Lignin-containing nanofiber-reinforced flexible strain sensors with excellent mechanical properties and ionic conductivity for human motion detection.

A multifunctional hydrogel with outstanding mechanical properties and excellent ionic conductivity holds immense potential for applications in various fields, such as healthcare monitoring, and various devices, such as wearable devices and flexible electronics. However, developing hydrogels that combine high mechanical strength with efficient electrical conductivity remains a considerable challenge. Herein, an ion-conductive hydrogel with excellent mechanical properties and ionic conductivity is successfully created. This hydrogel integrates sensing capabilities, freeze tolerance, and long-term solvent retention through a synergistic combination of lignin-containing cellulose nanofibers (LCNF), polyvinyl alcohol chains, ethylene glycol, and aluminum chloride. The resulting hydrogel demonstrates exceptional mechanical performance in terms of various factors, including tensile strength (1.28 MPa), strain capacity (794.94 %), toughness (6.32 MJ/m), and fatigue resistance.

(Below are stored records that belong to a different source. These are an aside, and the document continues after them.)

PR #3605, opened 2019-05-10
Color Mode Feature - color nodes by category or custom user colors

marctem:
### Purpose of this PR
Adds support for Color Modes. User can select their mode from a dropdown. Initial modes are:
None - no color (default)
Category - Colors are defined by node category (see image)
User Defined - User-selected color saved per-node (or selection)

image

Note that final colors are with UX team for approval.

Currently the UI only supports a single user-defined color per node, but the data is saved as a dictionary of ProviderTitle -> Color, allowing us in the future to add additional user colors (or allow users to create their own custom providers) without breaking the node save format.

Since the specific category colors are defined in USS, users can easily override them (see docs).
---
### Release Notes
Adds Color Modes, allowing users to view their nodes colored by category or choose their own custom node colors to make graphs more readable and pretty.

---
### Testing status
**Katana Tests**: https://katana.bf.unity3d.com/projects/com.unity.render-pipelines/builders?ScriptableRenderLoop_branch=sg%2Fnode-color-by-category&unity_branch=trunk&automation-tools_branch=master

- [X] Checked new UI names with UX convention
- Other: Loaded and saved lots of graphs in user-defined as well as category modes.

QA Test Doc:
https://docs.google.com/document/d/1fnT1_2U5E_YcKoz0nU9h-vhwWrZsVRLUbpmZVK82tyA/edit#

---
### Overall Product Risks
**Technical Risk**: Low - mostly a UI feature, also saves custom color data to nodes and the current provider to the graph.

**Halo Effect**: Low - UI code and a little plumbing

---
### Comments to reviewers
Please test out feature per the docs and see if anything breaks! Note that UX is still finalizing the colors.


martint-unity:
1st: Border line is not as visible as a full header. Also the text in the header is now not centered vertically. I would prefer it to be the header as we tried out before. Just my 2 cents.

2nd: Have the colors been globally agreed upon? Are the other graphview projects on board with the color scheme we have chosen for the categories? 
"Note that UX is still finalizing the colors." I guess that answer this question. Just wanted to bring it up. And it should be agreed upon before it goes out in a package.
PLUS have this design of using only a border line been agreed upon by the other graphview teams?

3rd: Code looks good IMO :)

4rth: This looks not so good. Should probably be fixed.
image
Looks like the drop down is belonging to things on the right side. Text is cut off.

5th:
User can only change color per node and not category. I would prefer if the user can also change the category colors.

com.unity.shadergraph/Editor/Drawing/Colors/ColorManager.cs
```diff
@@ -0,0 +1,76 @@
...
+            if (string.IsNullOrEmpty(activeColors))
+                activeColors = DefaultProvider;
+
+            foreach (var colorType in TypeCache.GetTypesDerivedFrom<IColorProvider>())
+            {
+                var provider = (IColorProvider) Activator.CreateInstance(colorType);
+                m_Providers.Add(provider);
+            }
+            
+            m_Providers.Sort((p1, p2) =>  string.Compare(p1.Title, p2.Title, StringComparison.InvariantCulture));
```
martint-unity: nit picky here but there are 2 spaces here :)

marctem:
> 1st: Border line is not as visible as a full header. I would prefer it to be the header as we tried out before. Just my 2 cents.
True, it's not as visible, especially when zoomed out. This was UX's preference, though, to avoid contrast issues with the title text - it lets us much brighter colors which made the artists here happy. Also, you can easily override the CSS to change it back to full header (set background-color instead of border-color).

> 1.5th: Also the text in the header is now not centered vertically.
It is centered when the color is off - I prefer it not to move when turning color on and I think it looks good kind of sitting on the color line. It's a matter of preference, but I did that deliberately with input from Alex.

> 2nd: Have the colors been globally agreed upon? Are the other graphview projects on board with the color scheme we have chosen for the categories?
> "Note that UX is still finalizing the colors." I guess that answer this question. Just wanted to bring it up. And it should be agreed upon before it goes out in a package.
We're working on aligning on the colors and border vs background - Seb from GV is on the PR.

> 4th: This looks not so good. Should probably be fixed.
> image
> Looks like the drop down is belonging to things on the right side. Text is cut off.
I agree! Help! I tried messing with the IMGUI there for half an hour and couldn't get it to look decent. Any ideas? I'm going to seek out other help today.

> 5th:
> User can only change color per node and not category. I would prefer if the user can also change the category colors.
For MVP, they can change them in the USS file, (this is documented). I think that will be good enough, but if enough teams want a UI for that we could build one.

com.unity.shadergraph/Editor/Drawing/Colors/CategoryColors.cs
```diff
@@ -0,0 +1,31 @@
...
+            var cat = title.title[0];
+            
+            if (string.IsNullOrEmpty(cat))
+                return true;
+            
+            el.AddToClassList(cat);
+            return true;
+        }
+    }
+}
```
poussinfrais: Missing eol

com.unity.shadergraph/Editor/Drawing/Colors/CategoryColors.cs
```diff
@@ -0,0 +1,31 @@
...
+    {
+        public string Title => "Category";
+        public bool AllowCustom => false;
+
+        public Color? GetColor(AbstractMaterialNode node)
+        {
+            return null;
+        }
+
+        public bool ApplyColorTo(AbstractMaterialNode node, VisualElement el)
```
poussinfrais: Intent is not clear from name

com.unity.shadergraph/Editor/Drawing/Colors/CategoryColors.cs
```diff
@@ -0,0 +1,31 @@
...
+using UnityEngine.UIElements;
+
+namespace UnityEditor.ShaderGraph.Drawing.Colors
+{
+    class CategoryColors : IColorProvider
+    {
+        public string Title => "Category";
+        public bool AllowCustom => false;
+
+        public Color? GetColor(AbstractMaterialNode node)
```
poussinfrais: Personal note: I am not a megafan of nullables...but in any case, I think you should check for null values when GetColor() is called (I think I saw a few calls that use the return value blindly)

com.unity.shadergraph/Editor/Drawing/Colors/IColorProvider.cs
```diff
@@ -0,0 +1,21 @@
...
+
+        // If your color must be set programatically, return it here.
+        // If your colors are in USS and set via classes, return null here.
+        Color? GetColor(AbstractMaterialNode node);
+        
+        // If your color is defined in USS and set via classes, set them on the element here and return true.
+        // If your color must be set programatically, return false here.
+        bool ApplyColorTo(AbstractMaterialNode node, VisualElement el);
+    }
+}
```
poussinfrais: Missing eol

com.unity.shadergraph/Editor/Drawing/Colors/CategoryColors.cs
```diff
@@ -0,0 +1,31 @@
...
+            return null;
+        }
+
+        public bool ApplyColorTo(AbstractMaterialNode node, VisualElement el)
+        {
+            if (!(node.GetType().GetCustomAttributes(typeof(TitleAttribute), false).FirstOrDefault() is TitleAttribute title))
+                return true;
+
+            var cat = title.title[0];
+
```
poussinfrais: Extra line :)

com.unity.shadergraph/Editor/Drawing/Colors/IColorProvider.cs
```diff
@@ -0,0 +1,21 @@
...
+    // Implement this to provide colors based on whatever factor you want
+    interface IColorProvider
+    {
+        string Title { get; }
+        
+        bool AllowCustom { get; }
+
+        // If your color must be set programatically, return it here.
+        // If your colors are in USS and set via classes, return null here.
+        Color? GetColor(AbstractMaterialNode node);
```
poussinfrais: Have to admit function names do not make it clear for me :(

com.unity.shadergraph/Editor/Drawing/Colors/NoColors.cs
```diff
@@ -0,0 +1,22 @@
...
+        {
+            return null;
+        }
+
+        public bool ApplyColorTo(AbstractMaterialNode node, VisualElement el)
+        {
+            return true;
+        }
+    }
+}
```
poussinfrais: Missing eol

com.unity.shadergraph/Editor/Drawing/Colors/NoColors.cs
```diff
@@ -0,0 +1,22 @@
+using UnityEngine;
+using UnityEngine.UIElements;
+
+namespace UnityEditor.ShaderGraph.Drawing.Colors
+{
+    class NoColors : IColorProvider
+    {
+        public static string NoColorTitle = "<None>";
```
poussinfrais: Maybe NoColorTitle is not needed here, Title can return directly

com.unity.shadergraph/Editor/Drawing/Colors/UserColors.cs
```diff
@@ -0,0 +1,35 @@
...
+using UnityEngine.UIElements;
+
+namespace UnityEditor.ShaderGraph.Drawing.Colors
+{
+    class UserColors : IColorProvider 
+    {
+        string m_Title = "User Defined";
+        public bool AllowCustom => true;
+
+        public UserColors() {}
```
poussinfrais: Redundant ctor :)

com.unity.shadergraph/Editor/Drawing/Colors/UserColors.cs
```diff
@@ -0,0 +1,35 @@
...
+        {
+            return node.GetColor(m_Title);
+        }
+
+        public bool ApplyColorTo(AbstractMaterialNode node, VisualElement el)
+        {
+            return false;
+        }
+    }
+}
```
poussinfrais: ;)

com.unity.shadergraph/Editor/Drawing/Views/GraphEditorView.cs
```diff
@@ -139,6 +148,15 @@ public GraphEditorView(EditorWindow editorWindow, GraphData graph, MessageManage
 
                     GUILayout.FlexibleSpace();
 
+                    var newIdx = EditorGUILayout.Popup("Color Mode:", m_ColorManager.activeIndex, colorProviders);
```
poussinfrais: This should be UIElements.  As a reference, we use UnityEditor.UIElements.ToolbarMenu in GraphView -- I suspect you would use the same since you're using the control in a toolbar.

poussinfrais: Plus you would fix the width problem via uss ;)

com.unity.shadergraph/Editor/Drawing/Colors/CategoryColors.cs
poussinfrais: Could you return StyleColor noColor that you define later in that PR instead of null?

com.unity.shadergraph/Editor/Drawing/Colors/ColorManager.cs
```diff
@@ -0,0 +1,76 @@
...
+            set
+            {
+                if (value < 0 || value >= m_Providers.Count)
+                    return;
+                
+                m_ActiveIndex = value;
+            }
+        }
+
+        public ColorManager(string activeColors)
```
poussinfrais: activeProvider?

com.unity.shadergraph/Editor/Drawing/Colors/CustomColorData.cs
```diff
@@ -0,0 +1,63 @@
...
+
+namespace UnityEditor.ShaderGraph.Drawing.Colors
+{
+    [Serializable]
+    class SerializableUserColor
+    {
+        public string Key = String.Empty;
+        public Color Value = Color.black;
+
+        public SerializableUserColor() {  }
```
poussinfrais: Redundant

com.unity.shadergraph/Editor/Drawing/Colors/CustomColorData.cs
```diff
@@ -0,0 +1,63 @@
...
+        public SerializableUserColor(KeyValuePair<string, Color?> pair) { Key = pair.Key; Value = pair.Value ?? Color.black; }
+    }
+
+    [Serializable]
+    public class CustomColorData : ISerializationCallbackReceiver
+    {
+        [NonSerialized]
```
poussinfrais: Not sure if [NonSerialized] is needed here

com.unity.shadergraph/Editor/Drawing/Colors/ColorManager.cs
```diff
@@ -0,0 +1,76 @@
...
+            {
+                var provider = (IColorProvider) Activator.CreateInstance(colorType);
+                m_Providers.Add(provider);
+            }
+            
+            m_Providers.Sort((p1, p2) =>  string.Compare(p1.Title, p2.Title, StringComparison.InvariantCulture));
+            activeIndex = m_Providers.FindIndex(provider => provider.Title == activeColors);
+        }
+
+        public void SetColor(IShaderNodeView nodeView)
```
poussinfrais: From the name of the function I was expecting having to provide a color

com.unity.shadergraph/Editor/Drawing/Colors/ColorManager.cs
```diff
@@ -0,0 +1,76 @@
...
+        {
+            var curProvider = m_Providers[m_ActiveIndex];
+            nodeView.colorElement.ClearClassList();
```
poussinfrais: Should we clear the whole class list?  Won't it remove layout styles too?

com.unity.shadergraph/Editor/Drawing/Colors/CustomColorData.cs
```diff
@@ -0,0 +1,63 @@
...
+        Dictionary<string, Color?> m_CustomColors = new Dictionary<string, Color?>();
+        [SerializeField]
+        List<SerializationHelper.JSONSerializedElement> m_SerializableColors = new List<SerializationHelper.JSONSerializedElement>();
```
poussinfrais: For the GraphView PR, I would like to see an abstraction layer to separate the data & let the implementation be the project's responsibility (some might prefer something other than JSON for example)

com.unity.shadergraph/Editor/Drawing/Views/MaterialNodeView.cs
```diff
@@ -223,6 +224,22 @@ public void ClearMessage()
...
+
+        static readonly StyleColor noColor = new StyleColor(StyleKeyword.Null);
+        public void SetColor(Color? color)
+        {
+            m_TitleContainer.style.borderColor = color ?? noColor;
+        }
+
+        public Color GetColor()
+        {
+            return m_TitleContainer.style.borderColor.value;
```
poussinfrais: It may be safer to return m_TitleContainer.resolvedStyle.borderColor

com.unity.shadergraph/Editor/Drawing/Views/MaterialNodeView.cs
```diff
@@ -18,6 +19,10 @@ sealed class MaterialNodeView : Node, IShaderNodeView
     {
         PreviewRenderData m_PreviewRenderData;
         Image m_PreviewImage;
+        // Remove this after updated to the correct API call has landed in trunk. ------------
```
poussinfrais: Is this comment still true?

com.unity.shadergraph/Editor/Drawing/Colors/ColorManager.cs
poussinfrais: Especially if the colorElement is the nodeView itself...

com.unity.shadergraph/Editor/Drawing/Views/MaterialNodeView.cs
```diff
@@ -32,10 +37,10 @@ sealed class MaterialNodeView : Node, IShaderNodeView
 
         GraphView m_GraphView;
 
-
         public void Initialize(AbstractMaterialNode inNode, PreviewManager previewManager, IEdgeConnectorListener connectorListener, GraphView graphView)
         {
             styleSheets.Add(Resources.Load<StyleSheet>("Styles/MaterialNodeView"));
+            styleSheets.Add(Resources.Load<StyleSheet>($"Styles/{ColorManager.StyleFile}"));
```
poussinfrais: Not sure StyleFile should be living in ColorManager if only used in MaterialNodeView (especially since style file in question contains MaterialNodeView-only selectors)

com.unity.shadergraph/Editor/Drawing/Colors/CustomColorData.cs
marctem: Required by serialization system unfortunately. I'll comment it.

com.unity.shadergraph/Editor/Drawing/Colors/CustomColorData.cs
marctem: Definitely. This whole class is SG-specific; I'm still thinking about what makes sense from an API standpoint for the data.

com.unity.shadergraph/Editor/Drawing/Colors/ColorManager.cs
marctem: Yeah, that's nicer.

com.unity.shadergraph/Editor/Drawing/Colors/NoColors.cs
marctem: It's used explicitly in ColorManager since it's the default provider. I don't love it; do you have a better idea?

com.unity.shadergraph/Editor/Drawing/Colors/UserColors.cs
marctem: The reflection-based instantiation in ColorManager requires an empty constructor. The other ctor (and ChangeTitle) is actually unnecessary future-proofing against allowing users to rename their user color modes - I'll remove them for now.

com.unity.shadergraph/Editor/Drawing/Views/GraphEditorView.cs
marctem: It should, but that's a different PR. =) UIE.ToolbarMenu didn't exist when we made this. Will fix the width issue though.

com.unity.shadergraph/Editor/Drawing/Views/MaterialNodeView.cs
marctem: I don't know, I just copy/pasted these 3 lines from elsewhere in the file. I didn't bother to figure that out, probably not necessary anymore.

com.unity.shadergraph/Editor/Drawing/Views/MaterialNodeView.cs
marctem: This is a definite weak spot in the design. I had it hard-coded here initially, but that seemed not quite right. Do you have a better suggestion?

com.unity.shadergraph/Editor/Drawing/Colors/NoColors.cs
marctem: I blame Rider for all of these. 😆 It says "Always put a newline at the end of file" in our .editorconfig, but when it auto-generated these files for me it obviously didn't do it!

com.unity.shadergraph/Editor/Drawing/Colors/IColorProvider.cs
marctem: I'll try to come up with better names. I don't love having two different functions but with two different approaches for applying color (class names vs values stored in code/data), we need to handle both.

com.unity.shadergraph/Editor/Drawing/Colors/ColorManager.cs
marctem: Good catch. 😬  I'll move the clearing back to the individual providers and only clear the specific classes they set.

com.unity.shadergraph/Editor/Drawing/Colors/IColorProvider.cs
poussinfrais: Gotcha

com.unity.shadergraph/Editor/Drawing/Colors/CategoryColors.cs
marctem: Changed to "ApplyClassToElement".

com.unity.shadergraph/Editor/Drawing/Colors/NoColors.cs
poussinfrais: NoColors.Title would work, no?

com.unity.shadergraph/Editor/Drawing/Colors/ColorManager.cs
marctem: Changed to `UpdateNodeView`

com.unity.shadergraph/Editor/Drawing/Colors/IColorProvider.cs
marctem: Changed to `ProvideColorForNode`

com.unity.shadergraph/Editor/Drawing/Colors/ColorManager.cs
```diff
@@ -0,0 +1,90 @@
...
+        {
+            get => curProvider.GetTitle();
+        }
+
+        public bool activeSupportsCustom
+        {
+            get => curProvider.AllowCustom();
+        }
+
+        IColorProvider curProvider => m_Providers[activeIndex];
```
poussinfrais: Suggestion: currentProvider

com.unity.shadergraph/Editor/Drawing/Colors/CustomColorData.cs
marctem: True, will remove.

com.unity.shadergraph/Editor/Drawing/Views/MaterialNodeView.cs
marctem: How does that work? borderColor is not a Color, why would I return the StyleColor?

com.unity.shadergraph/Editor/Drawing/Colors/ColorManager.cs
marctem: Yep

com.unity.shadergraph/Editor/Drawing/Colors/UserColors.cs
```diff
@@ -0,0 +1,19 @@
+using UnityEngine;
+using UnityEngine.UIElements;
+
+namespace UnityEditor.ShaderGraph.Drawing.Colors
+{
+    class UserColors : ColorProviderFromCode 
+    {
+        string m_Title = "User Defined";
```
poussinfrais: This can be const (const string k_Title = ...)

com.unity.shadergraph/Editor/Drawing/Views/MaterialNodeView.cs
poussinfrais: I would be tempted to remove ColorManager.StyleFile, and instead add the ColorMode stylesheet here directly.

com.unity.shadergraph/Editor/Drawing/Views/MaterialNodeView.cs
poussinfrais: Actually it is (Note in my comment: m_TitleContainer.*resolved*Style.borderColor)

marctem: Ah, whoops, missed the "resolved" part. Done.

com.unity.shadergraph/Editor/Drawing/Views/MaterialNodeView.cs
marctem: Moved it back here as suggested.

com.unity.shadergraph/Editor/Drawing/Colors/UserColors.cs
marctem: The idea was that this would not be const, the user can create multiple UserColors providers with different names. But not doing that yet, so will remove.

marctem:
Katana is green except for 1 VFX test that's also broken in master. Node tests passed on Yamato on Windows, so this PR is good to go!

In addition, the incorporation of enhanced LCNF fillers harmonizes the mechanical properties and ionic conductivity of the ion-conductive hydrogel, effectively addressing the inherent trade-off between these two attributes-a common challenge associated with ionic hydrogels. Moreover, the ion-conductive hydrogel exhibits exceptional sensing stability (300 cycles at 80 % strain), ionic conductivity (0.82 S/m), and sensitivity along with near real-time response (300 ms), freeze tolerance (-24 °C), and prolonged solvent retention (180 d). This multifunctional ion-conductive hydrogel opens new pathways for designing advanced wearable sensors.